Fiber – The Spice of Life?
The final quarter of the year found me back in Asia, this time visiting China and India. As always, there are several stories I’d be happy to share privately on my experience, including this time an aborted landing in Hong Kong and being trapped in a glass elevator with the hotel porter in Bangalore at 4am! The flavor for this blog post however is intended to appeal to a different palate.
There are many different things to see and experience in both India and China, but one of my personal favorites is food. Let me be more specific, spicy food! Now for a man from the land where good food is boiled, or fried or boiled then fried….you may question my taste…and you may be right, but at the risk of offending my beautiful French wife, who introduced me to the joy of food perfectly prepared and balanced with complementary accompaniments, in general not considered “spicy”…I LOVE spicy food!
It’s interesting that over 400 years ago, the East India Trading Company became one of the first organisations with a global reach.
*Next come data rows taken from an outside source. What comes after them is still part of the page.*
PR #959, opened 2022-02-25
[API-1205] Implement minimal support for SQL

yemreinci:
Implements limited support for SQL. Limitations:
- Only VARCHAR (std::string) is supported as a column type.
- Only a single page of results is supported. (multi-page support is on the way)


sancar:
Closing in favor of https://github.com/hazelcast/hazelcast-cpp-client/pull/971

PR #967, opened 2022-04-19
Introduce hazelcast::client::decimal [API-1297]

sancar:
This class will be used in SQL and in Compact to match with
Decimal type on SQL and Compact. a.k.a BigDecimal on java.


hazelcast/include/hazelcast/client/decimal.h
```diff
@@ -0,0 +1,89 @@
...
+struct HAZELCAST_API decimal
+{
+    boost::multiprecision::cpp_int unscaled;
+    int32_t scale;
+};
+
+namespace pimpl {
+
+/**
+ * Takes twos complement of giving array where most significant value is first.
```
srknzl, line 52: What is a giving array? Did you mean the given array? We can also say that it modifies the vector in place.

hazelcast/include/hazelcast/client/decimal.h
```diff
@@ -0,0 +1,89 @@
...
+ * @param a the array to take twos complement of
+ */
+
+void HAZELCAST_API
```
srknzl, line 56: What does HAZELCAST_API mean? As I know it makes an API public. I think this method should be internal.

hazelcast/include/hazelcast/client/decimal.h
```diff
@@ -0,0 +1,89 @@
...
+twos_complement(std::vector<int8_t>& a);
+
+/**
+ * Creates cpp_int from vector of int8_t respecting the sign.
```
srknzl, line 60:
```suggestion
 * Creates a cpp_int from a vector of int8_t respecting the sign.
```

hazelcast/include/hazelcast/client/decimal.h
```diff
@@ -0,0 +1,89 @@
...
+ *
+ * boost::import_bits does not respect the sign, so we have to do it manually.
+ * if v represents  a negative number, we take the two's complement of it,
```
srknzl, line 63:
```suggestion
 * if v represents a negative number, we take the two's complement of it,
```

hazelcast/include/hazelcast/client/decimal.h
```diff
@@ -0,0 +1,89 @@
...
+ * to get positive representation of the same number. Then we add the sign
+ * at the end.
+ * @param v int8_t array to read from
+ * @return cpp_int
+ */
+boost::multiprecision::cpp_int HAZELCAST_API
+from_bytes(std::vector<int8_t> v);
```
srknzl, line 70: Again is this method public? If it is, I think users won't about the second paragraph. Same for to_bytes.

hazelcast/include/hazelcast/client/decimal.h
```diff
@@ -0,0 +1,89 @@
...
+/**
+ * Creates cpp_int from vector of int8_t respecting the sign.
```
srknzl, line 72:
```suggestion
 * Converts a cpp_int to a vector of int8_t.
```

or something like this

srknzl (changes requested):
The first part of the review just including the review of `.h` file

hazelcast/include/hazelcast/client/decimal.h
sancar: HAZELCAST_API does not mean public. It is visibility modifiers so that Windows will compile. Anything defined in the headers should have this as far as I remember.

sancar:
>  Why about adding this to builtin serializers? Currently what do we have for bigdecimal in cpp? If we are going to do it, can you create an issue in Jira to track it?

I think there is already jira tasks for all missing types in all the languages. See https://hazelcast.atlassian.net/jira/software/projects/API/boards/40/backlog?selectedIssue=API-884&text=serializers

hazelcast/src/hazelcast/client/decimal.cpp
```diff
@@ -0,0 +1,81 @@
...
+bool
+operator==(const decimal& lhs, const decimal& rhs)
+{
+    return lhs.unscaled == rhs.unscaled && lhs.scale == rhs.scale;
+}
+
+namespace pimpl {
+
+void
+twos_complement(std::vector<int8_t>& a)
```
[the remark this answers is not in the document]
sancar: Implementation source is me I guess. I have wrote it myself. The concept of 2's complement on the other hand a common thing that you can find easily everywhere.

hazelcast/include/hazelcast/client/decimal.h
```diff
@@ -0,0 +1,93 @@
...
+ *
+ * boost::import_bits does not respect the sign, so we have to do it manually.
+ * if v represents a negative number, we take the two's complement of it,
+ * to get positive representation of the same number. Then we add the sign
+ * at the end.
+ * @param v int8_t array to read from
+ * @return cpp_int
+ */
+boost::multiprecision::cpp_int HAZELCAST_API
+from_bytes(std::vector<int8_t> v);
```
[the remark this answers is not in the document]
sancar: No, they will be used to serialize deserialize decimal type in SqlPageCodec, builtin serializer and in compact.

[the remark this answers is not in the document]
sancar: signed int was more convenient to check sign of the left most bit. "x < 0" does the job in this case. 
Also now it is more similar to java. Not really sure which one came first when implementing but both came to my mind.

srknzl (dismissed):

hazelcast/src/hazelcast/client/decimal.cpp
```diff
@@ -0,0 +1,81 @@
...
+{
+    for (auto& item : a) {
+        item = ~item;
+    }
+    int carry = 1;
```
ihsandemir, line 36:
```suggestion
    int8_t carry = 1;
```

ihsandemir, line 36: Can you document what is the purpose of `carry`?

hazelcast/src/hazelcast/client/decimal.cpp
```diff
@@ -0,0 +1,81 @@
...
+
+std::vector<int8_t>
+to_bytes(const boost::multiprecision::cpp_int& i)
+{
+    std::vector<int8_t> v;
+    export_bits(i, std::back_inserter(v), 8);
+    if (i < 0) {
+        twos_complement(v);
+        if (v[0] > 0) {
+            v.insert(v.begin(), 1, -1);
```
ihsandemir, line 70:
```suggestion
            v.insert(v.begin(), -1);
```

hazelcast/src/hazelcast/client/decimal.cpp
```diff
@@ -0,0 +1,81 @@
...
+        }
+    } else {
+        if (v[0] < 0) {
+            v.insert(v.begin(), 1, 0);
```
ihsandemir, line 74:
```suggestion
            v.insert(v.begin(), 0);
```

hazelcast/src/hazelcast/client/decimal.cpp
```diff
@@ -0,0 +1,81 @@
+/*
```
ihsandemir, line 1: Can we delete this cpp file and put it into `client_impl.cpp`?

hazelcast/include/hazelcast/client/decimal.h
```diff
@@ -79,7 +92,8 @@ from_bytes(std::vector<int8_t> v);
  * if i is a negative number, we take the two's complement on resulting vector,
  * to get negative representation of the number.
  * We also add one extra byte to the end of the vector to preserve the sign if
- * necessary.
+ * sign of the integer is not same as the most significant byte's sign.
```
srknzl: `is not the same`

hazelcast/test/src/compact_test.cpp
```diff
@@ -494,6 +495,9 @@ check_schema_field(const schema& schema,
 
 TEST_F(CompactSerializationTest, test_field_order_fixed_size)
 {
+    std::unordered_map<hazelcast::client::decimal, hazelcast::client::decimal> m(4);
+    m.insert(std::make_pair(hazelcast::client::decimal{1, 2},
+                            hazelcast::client::decimal{3, 4}));
```
srknzl: I think these two lines looks weird in this test, we can add this as a new test.

sancar: It is just a leftover. I removed them.

srknzl (approved):

ihsandemir (dismissed):

ihsandemir (approved):

ihsandemir:
Serkan, already approved the PR. Merging the PR.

It’s value was the collection and distribution of materials and spices including perhaps the most common spice – salt. I find it tough to imagine a time when there was no access to the now ‘go to’ spices I find in my own fridge and spice rack….including, of course, something as commonplace as salt or pepper, where I’ve been fortunate enough to find a personal supply from both Malaysia and Vietnam, while within 40 miles of my current home!
As always, you’re wondering what on earth this has to do with fiber…or which of those spices is he smoking, but I’m getting there. This time around, just one year since I was last in India, I found hotel wireless connection multiple times faster than I’d experienced before, both in Indian hotels and Chinese airports. Now those networks existed before, but something has spiced them up. Fiber of course…but I’m guessing you knew that. With the increasing fiber content in PON, wireless, datacenter and even airplane networks, I can increasingly be as effective while on the road as in my own home or office.
With pluggable optics being sold into everything from fast Ethernet to 100G Ethernet, SONET/SDH OC-3 to OC-768 and Wireless 1G to 10G, I’m left wondering if the traders of the East India Company perhaps sometimes felt as we do – enabling a whole new experience for connected people all over the world with every kind of transceiver (or spice) the heart desires.
There are many kinds of networks in the world, just as with cuisine, but common to all is the need for some kind of flavor, additive, spice – for the high-speed network, fiber brings the most enhanced performance and it comes in many form factors. The Global Trading Company for these fiber-optic ‘spices’ – Finisar.
As we come to the end of 2012, we wish all of our Lightspeed readers’ happy holidays and a wonderful New Year!